*Source material*
----
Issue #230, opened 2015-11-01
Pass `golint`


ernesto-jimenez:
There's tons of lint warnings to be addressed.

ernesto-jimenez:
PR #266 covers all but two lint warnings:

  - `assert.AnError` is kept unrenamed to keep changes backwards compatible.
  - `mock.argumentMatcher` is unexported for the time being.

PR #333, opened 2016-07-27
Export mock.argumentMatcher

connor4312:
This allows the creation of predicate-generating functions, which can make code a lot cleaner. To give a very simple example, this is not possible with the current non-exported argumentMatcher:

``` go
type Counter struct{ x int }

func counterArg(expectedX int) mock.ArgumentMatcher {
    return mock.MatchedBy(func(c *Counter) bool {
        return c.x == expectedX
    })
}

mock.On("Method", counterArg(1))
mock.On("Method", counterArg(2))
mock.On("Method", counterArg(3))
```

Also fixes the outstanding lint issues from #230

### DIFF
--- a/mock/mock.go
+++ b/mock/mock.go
----
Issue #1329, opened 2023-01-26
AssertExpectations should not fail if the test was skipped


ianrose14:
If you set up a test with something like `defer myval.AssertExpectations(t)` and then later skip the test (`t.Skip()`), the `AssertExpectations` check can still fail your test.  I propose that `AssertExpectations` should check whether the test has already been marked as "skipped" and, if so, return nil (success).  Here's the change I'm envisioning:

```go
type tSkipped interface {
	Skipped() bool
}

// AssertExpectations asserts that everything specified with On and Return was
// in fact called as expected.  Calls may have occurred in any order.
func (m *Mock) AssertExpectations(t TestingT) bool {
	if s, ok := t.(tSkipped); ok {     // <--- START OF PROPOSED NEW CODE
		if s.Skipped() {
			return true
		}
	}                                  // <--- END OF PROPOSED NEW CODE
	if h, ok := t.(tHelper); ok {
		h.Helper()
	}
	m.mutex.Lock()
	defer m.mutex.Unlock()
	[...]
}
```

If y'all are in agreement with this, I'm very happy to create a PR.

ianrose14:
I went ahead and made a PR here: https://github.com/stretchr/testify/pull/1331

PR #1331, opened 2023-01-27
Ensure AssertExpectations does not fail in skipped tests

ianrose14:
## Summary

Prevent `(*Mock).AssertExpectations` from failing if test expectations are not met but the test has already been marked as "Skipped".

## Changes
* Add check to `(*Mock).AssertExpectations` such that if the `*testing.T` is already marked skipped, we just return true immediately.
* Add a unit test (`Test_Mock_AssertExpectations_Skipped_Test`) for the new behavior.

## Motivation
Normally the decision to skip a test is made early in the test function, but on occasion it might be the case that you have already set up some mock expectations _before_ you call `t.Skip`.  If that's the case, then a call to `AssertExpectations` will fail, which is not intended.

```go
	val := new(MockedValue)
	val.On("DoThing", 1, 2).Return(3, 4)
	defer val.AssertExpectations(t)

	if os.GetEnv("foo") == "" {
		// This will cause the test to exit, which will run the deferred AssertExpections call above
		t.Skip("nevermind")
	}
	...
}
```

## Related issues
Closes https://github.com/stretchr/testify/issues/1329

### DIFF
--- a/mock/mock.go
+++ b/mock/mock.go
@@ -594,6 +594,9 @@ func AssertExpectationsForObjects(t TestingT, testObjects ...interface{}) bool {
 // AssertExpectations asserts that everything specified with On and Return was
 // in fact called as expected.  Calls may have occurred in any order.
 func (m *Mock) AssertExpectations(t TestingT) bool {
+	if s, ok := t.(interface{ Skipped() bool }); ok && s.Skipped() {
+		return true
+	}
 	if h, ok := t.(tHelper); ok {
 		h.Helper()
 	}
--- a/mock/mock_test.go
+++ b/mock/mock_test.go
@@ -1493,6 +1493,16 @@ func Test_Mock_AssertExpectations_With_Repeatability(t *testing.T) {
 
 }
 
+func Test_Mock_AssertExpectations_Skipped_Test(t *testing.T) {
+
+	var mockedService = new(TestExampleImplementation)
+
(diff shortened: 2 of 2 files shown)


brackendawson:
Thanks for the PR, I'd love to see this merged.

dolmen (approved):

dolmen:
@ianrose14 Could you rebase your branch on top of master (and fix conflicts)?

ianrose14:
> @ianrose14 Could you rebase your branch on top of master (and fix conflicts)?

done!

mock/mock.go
----
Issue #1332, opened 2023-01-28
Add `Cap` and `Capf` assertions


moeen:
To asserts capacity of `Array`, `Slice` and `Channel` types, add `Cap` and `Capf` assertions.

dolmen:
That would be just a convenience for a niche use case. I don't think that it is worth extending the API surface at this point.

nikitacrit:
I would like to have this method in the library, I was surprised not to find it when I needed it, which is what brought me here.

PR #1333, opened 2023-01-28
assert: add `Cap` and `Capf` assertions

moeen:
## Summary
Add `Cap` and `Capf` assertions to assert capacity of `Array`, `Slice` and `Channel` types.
----
*To do*
Return each full line of the entries that contains the word "assertions".

*Task output*
Add `Cap` and `Capf` assertions
To asserts capacity of `Array`, `Slice` and `Channel` types, add `Cap` and `Capf` assertions.
assert: add `Cap` and `Capf` assertions
Add `Cap` and `Capf` assertions to assert capacity of `Array`, `Slice` and `Channel` types.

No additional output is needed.